== Segment start ==

PR #678, opened 2017-06-05
Adds somewhat graceful handling for Ebook split errors.

brendoncrawford:
It is difficult to reproduce exactly, but some feeds that I have used
will cause a SplitError.  This will occur no matter which preferences
are changed, such as split point, disabling split in the UI, etc.

So, this acts as a last resort to prevent the split error from halting
all processing of the ebook.

### DIFF
--- a/src/calibre/ebooks/conversion/plugins/epub_output.py
+++ b/src/calibre/ebooks/conversion/plugins/epub_output.py
@@ -191,11 +191,15 @@ class EPUBOutput(OutputFormatPlugin):
         from calibre.ebooks.oeb.transforms.rescale import RescaleImages
         RescaleImages(check_colorspaces=True)(oeb, opts)
 
-        from calibre.ebooks.oeb.transforms.split import Split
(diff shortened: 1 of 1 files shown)


kovidgoyal:
I dont understand the point of this. Simply set the max split size to zero and you will never get split errors. IMO when splitting is enabled it is better to fail at conversion time rather than create a file that may not work on the reader device.

brendoncrawford:
I did try to set max split size to 0, and the errors still occurred.  That is the reason I submitted this.  If you think this pull request is not a good idea, I understand.  I was just trying to scratch my own itch with this.

kovidgoyal:
If it fails with max split size set to zero then it is a bug and should be fixed. If you can create a reproducer and open a bug report, I will fix it. 

I dont think simply ignoring split faliures is a good idea, as having overlarge files in the EPUB can cause the EPUB to not work on the device and it is very hard to know why a device is failing to open a file, since they typically have no error messages. One of the goals of calibre conversion is to get to a file that will work on as many devices as possible, automatically.

PR #2846, opened 2025-08-21
[pdf] Add classes to display different headers and footers on the first pages of top level sections

manvithn:
In most printed books, it's common to have an empty header on the first page of each chapter, where the chapter title is the focus. This diff introduces the classes `first-section-page` and `not-first-section-page` to support this functionality.

### DIFF
--- a/manual/conversion.rst
+++ b/manual/conversion.rst
@@ -871,6 +871,12 @@ header template will show the title on odd pages and the author on even pages::
         <div class="odd-page"><i>_TITLE_</i></div>
     </header>
 
+In addition there are some more classes you can use in the headers and footers,
+documented below:
+
+  * ``first-section-page`` - include only on the first page of top level sections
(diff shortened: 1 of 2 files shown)


kovidgoyal:
You can do this already using javascript and _TOP_LEVEL_SECTION_PAGENUM_

Something like
```html
<div id="page1">...</div><div id="page2+">...</div>
<script>document.getElementById(_TOP_LEVEL_SECTION_PAGENUM_ !== 1 ? "page1" : "page2+").style.display="none";</script>
```

manvithn:
Ah, you're right, I was able to get the same behavior with:
```
<header>
  <div class="not-section-first-page">...</div>
  <div class="section-first-page">...</div>
  <script>document.currentScript.parentNode.querySelectorAll(_TOP_LEVEL_SECTION_PAGENUM_ === 1 ? ".not-section-first-page" : ".section-first-page").forEach(el => { el.style.display = "none"; });</script>
</header>
```

PR #2854, opened 2025-08-31
update economist recipes

unkn0w7n:
Increased download delay to 2 seconds to mitigate throttling.


unkn0w7n:
i dont understand what adding `canonicalize internal links` does differently than just using the `resolve internal links`.
resolve internal links seems to works as expected, as i use it in most of my recipes.
should i use canonicalize with every recipe when i add resolve links?

kovidgoyal:
You only need canoncalize if the internal links need to be modified to match article urls, see the docs of resolve_internal_url.

kovidgoyal:
I dont see nay throttling with the current delay of 1 lets wait and see if we get any more reports of that before making the recipe half as fast for everyone.

PR #2855, opened 2025-09-04
Allow using templates to define custom tooltips for the books list. …

cbhaley:
…The action is on the column context menu. It might be good to add a "calibre action" to do the same thing so the it can be put on book context menu etc.


cbhaley:
The risk of this change is low because the code path(s) don't change if no custom tooltip exists.

PR #2865, opened 2025-09-15
Fix for problem described in …

cbhaley:
… https://www.mobileread.com/forums/showthread.php?t=369898, can't sort by custom columns


cbhaley:
Added a commit to fix the help text.

PR #2868, opened 2025-09-17
Add support of pre-commit & calibre developement toolkit docs

un-pogaz:
Add support of [pre-commit](https://pre-commit.com).
This required to edit `setup/check.py` to support passing a file(s) as argument and checking only them.

The section "Pre-commit Checks" could be renamed to "Extended Workflow Checks" in the future if you append some other tools into the dev optional-dependencies.

Additionally, I have added a section "calibre developement toolkit" in the manual for the use of `setup.py`.

PS: I am not very confident in the quality and comprehensibility of my writing of the manual part, so yeah double check it, thanks.

### DIFF
--- a/manual/develop.rst
+++ b/manual/develop.rst
@@ -453,6 +453,16 @@ win64                   Build the 64-bit windows calibre installer
 xwin                    Install the Windows headers for cross compilation
 ====================    ========
 
+Pre-commit Checks
+^^^^^^^^^^^^^^^^^^^^^^^^^^^^^^^^^^^^^^^^^^^^^^^^^^^^^^^^^^^^^^^^
+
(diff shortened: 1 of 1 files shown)


kovidgoyal:
Why do we need a third party tool for this? Look at the existing git commit hooks in setup/git_*hook.py.

You can create another one that does check and symlink it into .git/hooks. No need for a tool. 

Regarding the manual changes, two comments:

1) setup.py is meant to be run by system python not calibre-debug as calibre-debug may not yet exist.

2) No need to reproduce the full docs of setup.py --help there. Just say that run ./setup.py --help for assistance. As setup.py changes keeping the manual docs in sync will not happen.

un-pogaz:
Okay, I will look to see how install you own pre-commit hook, add a assotiated sub-command in the setup.py, and extend the git_pre_commit_hook.py if is not too reinvented the wheel.

PR #2877, opened 2025-09-28
Add the possibility of having a library description shown in the …

cbhaley:
…title bar using a new option in Look & feel / Main interface. Also small clean ups of that tab's layout.

### DIFF
--- a/src/calibre/db/backend.py
+++ b/src/calibre/db/backend.py
@@ -629,6 +629,7 @@ class DB:
         defs['edit_metadata_ignore_display_order'] = False
         defs['fts_enabled'] = False
         defs['column_tooltip_templates'] = {}
+        defs['library_description'] = ''
 
         # Migrate the bool tristate tweak
         defs['bools_are_tristate'] = \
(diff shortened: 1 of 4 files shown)


cbhaley:
The use case: it can be difficult to encode the purpose of the library in a file name, especially when name lengths are limited as on windows.

kovidgoyal:
Having the setting for this in Preferences->Look & feel seems rather
inappropriate to me. Instead it should be in the switch/create library
dialog and the rename this library dialog. And if we are going to have
library descriptions then people will want them to show up in the quick
switch and library switch menus, after all the whole rationale for this
is that short library names are insufficient to distinguish between
libraries. Distinguishing between libraries is a principal need in
library picking contexts.

cbhaley:
You're right, the description should go in all the places where one can change libraries, including the content server. I can't think of a way to do this reliably without requiring opening the db whenever the description is needed, which is a very bad idea. Caching should help but then the descriptions would be config dir specific, which isn't good. I'm closing this. If I think of some way to do it I will do another PR.

PR #2882, opened 2025-10-01
fix liberation.fr

unkn0w7n:


kovidgoyal:
There seem to be some unrelated comment only changes to nytimes and wsj?

unkn0w7n:
yes, the user agent might be useful in the future for nytimes if archive bot header doesn't work, thought i'd save it to the recipe.
WSJ doesnt work anymore but the code contains data that can fetch TTS content at least.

== Segment end ==

Your goal - What is needed is a word-for-word restatement of every line from the one with "There seem to" to the end of the entries above.

Answer to the exercise -
There seem to be some unrelated comment only changes to nytimes and wsj?

unkn0w7n:
yes, the user agent might be useful in the future for nytimes if archive bot header doesn't work, thought i'd save it to the recipe.
WSJ doesnt work anymore but the code contains data that can fetch TTS content at least.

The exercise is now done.